Although the Ninja H2’s high performance cannot be denied, since it was not intended to be a race bike designed to turn quick lap times as efficiently as possible, it did not need the spartan accommodation found on most purpose-built supersport models. The man-machine interface enables riders to enjoy the bike’s performance with a modicum of comfort. While the riding position, ergonomics and cockpit layout were all designed first and foremost to put the rider in the best position to control this amazing machine, the impression from the rider’s perspective is one not of austerity, but rather plush quality, high-tech control, and an impeccable fit and finish.

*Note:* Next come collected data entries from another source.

PR #98, opened 2024-10-19
Adjust styles of panes

Atlas16A:
image

Adjusts the styles of the panes, change clearcolor of viewport camera to utilize theme.

### DIFF
--- a/bevy_editor_panes/bevy_2d_viewport/Cargo.toml
+++ b/bevy_editor_panes/bevy_2d_viewport/Cargo.toml
@@ -7,6 +7,7 @@ edition = "2021"
 bevy.workspace = true
 bevy_pane_layout.workspace = true
 bevy_editor_camera.workspace = true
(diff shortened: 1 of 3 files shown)


alice-i-cecile (approved):

tim-blackbird:
We already look too much like Blender, copying their colors too is a bad idea :sweat_smile:

Atlas16A:
> We already look too much like Blender, copying their colors too is a bad idea :sweat_smile: 

I was mainly doing it to get the color contrast balance, previously my eyes kinda were hurting are the inverted color balance

tim-blackbird:
That's fair, I have no problem with changing the colors at all, but looking like Blender is a bad look for us.
We should find something nice that sets us apart.

Atlas16A:
That is the plan, I'm just not worried about looking like blender for how early we are rn.

PR #105, opened 2024-10-20
Vendor `bevy_editor_cam`

tim-blackbird:
- The first commit is a direct copy of relevant files from https://github.com/aevyrie/bevy_editor_cam.
  See the later commits for the changes I've made

### Notes
- SSAO in the `cad` example is really jittery, not sure what's different from the `ssao` bevy example which works fine
- We don't have `big_space` so the associated example was dropped


alice-i-cecile:
Let's swap to basic meshes for now please. I'd like sample assets but we should be more deliberate about them.

alice-i-cecile (approved):
Strongly in favor of using this.No issues detected with the initial port :) Thanks for swapping to simple assets.

alice-i-cecile:
The `bevy_mod_picking` reference failing CI should be swapped to plain `bevy_picking` now :D

PR #109, opened 2024-10-21
Fix Asset browser bugs

### LINKED ISSUE #108: Crash when splitting the AssetBrowser UI
# Reproduce steps
- `cargo run`
- right click on the "Asset Browser" window
- Split vertically or horizontally

hcabel:
### Fix AssetBrowser split pane crash (#108)
AssetBrowser pane was only supporting 1 instance at a time, now support N pane.
**Isn't a proper Multi pane support as every pane are in sync** but it doesn't crash anymore 

### Fix AssetBrowser height overflowing
Viewport pane scale + AssetBrowser pane scale, was over 1.0 which was "overflowing" at the bottom
(no issue to track this, @Atlas16A mentioned it on Discord)


tim-blackbird:
I clicked around a bit and managed to crash on `path_list_query.single()` at `bevy_asset_browser/src/lib.rs:290:66` :)

Atlas16A:
I think this is a good sign that we need to improve the pane layout implementation so that these issues aren't possible, it shouldn't be the responsibility of the pane to make sure it obeys multipane.

hcabel:
> I clicked around a bit and managed to crash on `path_list_query.single()` at `bevy_asset_browser/src/lib.rs:290:66` :)

Good catch! Is there a `.single()` that return an Error instead of panicking?

alice-i-cecile:
> > I clicked around a bit and managed to crash on `path_list_query.single()` at `bevy_asset_browser/src/lib.rs:290:66` :)
> 
> Good catch! Is there a `.single()` that return an Error instead of panicking?

`Query.get_single` :)

PR #110, opened 2024-10-21
3D Viewport

tim-blackbird:
Work in progress


Atlas16A (dismissed):

alice-i-cecile:
> Implemented render-target picking pass-through. Needed for bevy_editor_cam but also useful generally. That code should be moved somewhere else, later. Perhaps even upstreamed to bevy_picking

Yes please to upstreaming.

PR #118, opened 2024-10-24
Reduce footer height

tim-blackbird:
- Reduced footer height to `20px`. This is the height used by both VS Code and Blender
- Cleaned up some unused style parameters

### Showcase
Before
image

After
image


hcabel:
Now that you've point it out, your right it was huge
I agree and tested this change 👍

Atlas16A (approved):
Yea this is fine for now, I had originally set it up with plans to use selection context to give extra shortcut state info like blender does, but since itll be awhile before we can do that makes sense to simify it now.

PR #124, opened 2024-10-24
Add menu item for loading GLTF files

tim-blackbird:
I originally wanted to integrate this into the asset browser, but that is tricky and needs more design work.
So, instead you can:
* Press `Ctrl + L` to `L`oad a file via the native file-picker, or
* Load a file by dropping it on the window
  Note: Not supported on wayland: https://github.com/rust-windowing/winit/issues/1881

if a file is loaded then the first scene in that file will be spawned.

I've replaced the default cube with a plane to it doesn't overlap with the loaded scene, and shadows are now enabled on the directional light.

### Showcase
image

### Future Work
- This is temporary. We shouldn't load GTLF files directly, we should import them and then we can load them from the asset browser.
- We need a way to add 'actions' to asset types in the asset browser

### DIFF
--- a/crates/bevy_editor/Cargo.toml
+++ b/crates/bevy_editor/Cargo.toml
@@ -11,6 +11,8 @@ bevy_footer_bar.workspace = true
 bevy_context_menu.workspace = true
 bevy_editor_styles.workspace = true
 
+rfd.workspace = true
+
 # Panes
 bevy_3d_viewport.workspace = true
 bevy_2d_viewport.workspace = true
--- a/crates/bevy_editor/src/load_gltf.rs
+++ b/crates/bevy_editor/src/load_gltf.rs
@@ -1,0 +1,73 @@
+//! This is a temporary solution for loading GLTF scenes into the editor.
+
+use bevy::{
+    prelude::*,
+    tasks::{block_on, futures_lite::future, AsyncComputeTaskPool, Task},
+};
+use rfd::{AsyncFileDialog, FileHandle};
+
+pub(crate) struct LoadGltfPlugin;
+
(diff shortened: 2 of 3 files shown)


Atlas16A (changes requested):
I'd merge this after its moved to a more appropriate crate, perhaps the main bevy_editor crate? It could even live as an example under it. 

To avoid circular deps, put a marker component on it and import that component into main (at least for now)

n1ght-hunter:
i would recommend bevy_editor_utils. we are going to need more things like this anyways.

hcabel:
Yeah what's been holding my hand on the AssetBrowser is **where is the project related stuff is going to go?**
Then I'm more than happy to work something out to drag and drop asset in the viewport to spawn them

Atlas16A:
> Yeah what's been holding my hand on the AssetBrowser is **where is the project related stuff is going to go?**
> Then I'm more than happy to work something out to drag and drop asset in the viewport to spawn them
>  

Make an entirely separate bevy rust project directory outside the editor repo, that's your target for the asset browser, aka "target any arbitrary path and search for a assets folder"

tim-blackbird:
The code has been moved to `bevy_editor`. 
I've removed the `Load GLTF` button from the menu bar. Instead, you can now:
- Press `Ctrl + L` to `L`oad a file via the native file-picker, or
- Load a file by dropping it on the window
  Note: Not supported on wayland: https://github.com/rust-windowing/winit/issues/1881

> i would recommend bevy_editor_utils. we are going to need more things like this anyways.

I'd rather not add a `utils` crate if we can help it. The code in this PR is entirely temporary, it will be reworked soon enough, so lets not add a crate just for it.

PR #279, opened 2018-07-02
strategy/graphstrategy: pytest.exit() on strategy errors

BastianStender:
In case the strategy fails to reach the designated state for a test it
does not make sense to continue.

Riding Position & Ergonomics

The kind of riding for which the Ninja H2 was designed, and a desire for a compact overall package resulted in a riding position similar to that of a supersport without being quite as aggressive. The rider triangle is similar to that of the Ninja ZX-10R, but more relaxed. As enjoyment of the intense acceleration and high speed capabilities was the first priority, a solo seat for the rider is the only seating provided.

Seat

At 825 mm, the seat height is slightly taller than the Ninja ZX-10R’s 813 mm. The seat is tapered at the front—making it easier, along with the slim rear frame, for riders to reach the ground—and wide enough at the rear to ensure comfort.
To help support the rider during intense acceleration, hip-supporting pads flank the rear of the seat. The hip support is adjustable 15 mm backward to suit rider size.

Footpegs

Machined footpegs feature a new design that includes ridges at the tip for extra grip. These help keep the rider’s feet securely in place, while adding to the bike’s high-quality image.
Relative to the Ninja ZX-10R, the footpegs are positioned 10 mm forward, resulting in a more relaxed knee bend, which makes the bike feel much roomier.

Instrumentation & Controls

The advanced, high-tech design of the instrumentation conveys the image of piloting a jet fighter aircraft. Compact handle control switches put all mode selection and display options at the rider’s fingertips.
The design combines a full digital LCD screen with an analogue-style tachometer. The LCD screen features white characters on a black background, contributing to the high-quality image. The tachometer’s black dial “face” looks blank until the engine speed increases. Backlit rpm numbers light up to chase the tachometer needle as it moves around the dial.